DARK WATER (2002) Blu-ray/DVD combo
Director: Hideo Nakata
Arrow Video USA

DARK WATER, Hideo Nakata's follow-up to the widely successful RINGU and lesser RINGU 2, resurfaces on Blu-ray/DVD combo courtesy of Arrow Video USA.

Going through a tough custody battle, Yoshimi (Hitomi Kuroki, 47 RONIN) must find a cheap apartment for herself and daughter Ikuko (Rio Kanno, NOROI: THE CURSE) and a job. The best choice for accommodations turns out to be a rundown apartment building near Ikuko's new kindergarten. No sooner do they move in than Ikuko starts talking to an imaginary friend and Yoshimi starts catching glimpses of a little girl in the apartment above, the seeming source of spreading stain across Yoshimi's bedroom ceiling. When Ikuko falls ill and must be kept at home, things gets spookier and Yoshimi discovers that the girl she has been seeing might be a child who went missing two years before after being abandoned by her mother. Having sought psychiatric treatment after her previous job before her marriage, Yoshimi at first suspects her husband of trying to gaslight her and her erratic behavior seems to be playing in his favor. Soon, however, it becomes apparent to Yoshimi that the ghost girl wants something from her daughter.

Largely eschewing overt scares in favor of family drama, DARK WATER was not as successful as RINGU but succeeds due to the commitment of lead Kuroki and the touching mother/daughter relationship (we are worried for the mother losing custody as much as her losing her daughter to something supernatural).
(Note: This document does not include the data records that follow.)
PR #622, opened 2023-04-10
Add endpoints for health checks

### LINKED ISSUE #620: Add health endpoint

janjagusch:
Closes #620.

### DIFF
--- a/quetz/main.py
+++ b/quetz/main.py
@@ -253,7 +253,7 @@ def dummy_login(
     if user is None:
         raise HTTPException(
             status_code=status.HTTP_404_NOT_FOUND,
-            detail=f"User '{username}' not found.",
+            detail=f"User '{username}' not found",
         )
 
     logout(session)
--- a/quetz/main.py
+++ b/quetz/main.py
@@ -250,6 +250,8 @@ def dummy_login(
     username: str, dao: Dao = Depends(get_dao), session=Depends(get_session)
 ):
     user = dao.get_user_by_username(username)
+    if user is None:
+        raise HTTPException(status_code=404, detail=f"User '{username}' not found.")
 
     logout(session)
     session["user_id"] = str(uuid.UUID(bytes=user.id))
@@ -438,6 +440,11 @@ def delete_user(
     auth: authorization.Rules = Depends(get_rules),
 ):
     user = dao.get_user_by_username(username)
+
+    if not user or not user.profile:
+        raise HTTPException(
+            status_code=status.HTTP_404_NOT_FOUND, detail=f"User {username} not found"
+        )
 
     auth.assert_delete_user(user.id)
     dao.delete_user(user.id)
@@ -1105,6 +1112,11 @@ def delete_package_version(
     version = dao.get_package_version_by_filename(
         channel_name, package_name, filename, platform
     )
+
+    if not version or not version.package:
+        raise HTTPException(
+            status_code=status.HTTP_404_NOT_FOUND, detail="Package version not found"
+        )
 
     auth.assert_package_delete(version.package)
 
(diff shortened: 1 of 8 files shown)


quetz/main.py
```diff
@@ -1839,4 +1839,14 @@ def serve_channel_index(
     return serve_path("index.html", channel, accept_encoding, session, dao)
 
 
+@app.get("/health/ready", status_code=status.HTTP_200_OK)
+def is_ready(task: Task = Depends(get_tasks_worker)):
+    return {}
```
janjagusch, line 1844: I'm unsure about the correct definition and readiness and liveness for Quetz. [But it seems like when a task worker can be instantiated](https://github.com/mamba-org/quetz/blob/87ec595410ba39de246bdda221f58735cb3981a0/quetz/deps.py#L84-L91), the whole service should be available.

quetz/tests/test_health.py
```diff
@@ -0,0 +1,11 @@
+from fastapi.testclient import TestClient
```
borchero, line 1: Do you know if we can easily add a test case where the health endpoints don't return 200?

borchero (commented):
Thanks for implementing @janjagusch! I'd rename the endpoints to be consistent with the [Kubernetes API health endpoints](https://kubernetes.io/docs/reference/using-api/health-checks/), i.e.

- `/health/ready` -> `/readyz`
- `/health/live` -> `/livez`

quetz/tests/test_health.py
janjagusch: I think with the FastAPI test client, this will be difficult. We would probably need to set up a proper integration test with a running Quetz server instance.

ivergara: It is possible to [override dependencies for testing](https://fastapi.tiangolo.com/advanced/testing-dependencies/), that's kind of the whole point of Dependency Injection. Now the question is exactly how to write the function. Then, that'd illuminate to properly implement the endpoint and the tests.

quetz/main.py
```diff
@@ -1839,4 +1839,14 @@ def serve_channel_index(
     return serve_path("index.html", channel, accept_encoding, session, dao)
 
 
+@app.get("/health/ready", status_code=status.HTTP_200_OK)
```
ivergara, line 1842:
```suggestion
@app.get("/health/live", status_code=status.HTTP_200_OK)
@app.get("/health/ready", status_code=status.HTTP_200_OK)
```

Since both endpoints do the same I'd do this instead.

janjagusch:
> Thanks for implementing @janjagusch! I'd rename the endpoints to be consistent with the [Kubernetes API health endpoints](https://kubernetes.io/docs/reference/using-api/health-checks/), i.e.
> 
> * `/health/ready` -> `/readyz`
> * `/health/live` -> `/livez`

@borchero, have you ever seen this convention anywhere outside the k8s API? Most articles about health check endpoints suggest a name scheme similar to the one I implemented here (e.g. [here](https://testfully.io/blog/api-health-check-monitoring/#api-health-check-endpoint-types)). I must say I prefer the current naming scheme. :)

quetz/tests/test_health.py
janjagusch: Setting up an integration test will be complicated, so I wouldn't include that in this PR.

borchero:
@janjagusch I've seen it a bunch of times (see https://stackoverflow.com/questions/43380939/where-does-the-convention-of-using-healthz-for-application-health-checks-come-f which would also imply it's used in quite a few places) but I don't have a strong opinion. I've also seen the `/health/xxx` naming :smile:

borchero (approved):

ivergara:
Both can be created and the discussion is over!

The omnipresent rain and the gray apartment block setting are atmospheric, and the DON'T LOOK NOW-esque appearances of the girl creepy, but it is really Kuroki's lead performance that keeps things poignant as they get more predictable. The film continues past its climax with a ten minute coda that provides some emotional closure to the traumatized survivor while still giving viewers one last minute chill. The film was remade to lesser success in 2005 by Walter Salles (ON THE ROAD) for Touchstone with Jennifer Connelly in the lead.

While DreamWorks paid a modicum of respect to the source of their RINGU remake with a concurrent DTS DVD release, A.D.V. films released DARK WATER on barebones American DVD with 5.1 Japanese and English tracks a few months before the remake. While we have not seen that edition, Tartan's UK DVD contained an immersive DTS 5.1 track but the anamorphic master fared poorly by contemporary standards with windowboxed framing of an image that was already 1.77:1 and digital sharpening running somewhat counter to the film's intended look. Arrow's 1080p24 MPEG-4 AVC 1.85:1 widescreen transfer remains true to the softish photography of bland fluorescent-lit spaces contrasted with the grittier and grimier apartment settings and enhanced textures of the stained wall and sweaty skin under the humidity of the rainy environs. The DTS-HD Master Audio Japanese 5.1 track compares well with the DVD's lossy DTS track, with the omnipresent rain outside and inside gaining an enhanced bass in the more subtle iterations of the film's score by Kenji Kawai (RINGU).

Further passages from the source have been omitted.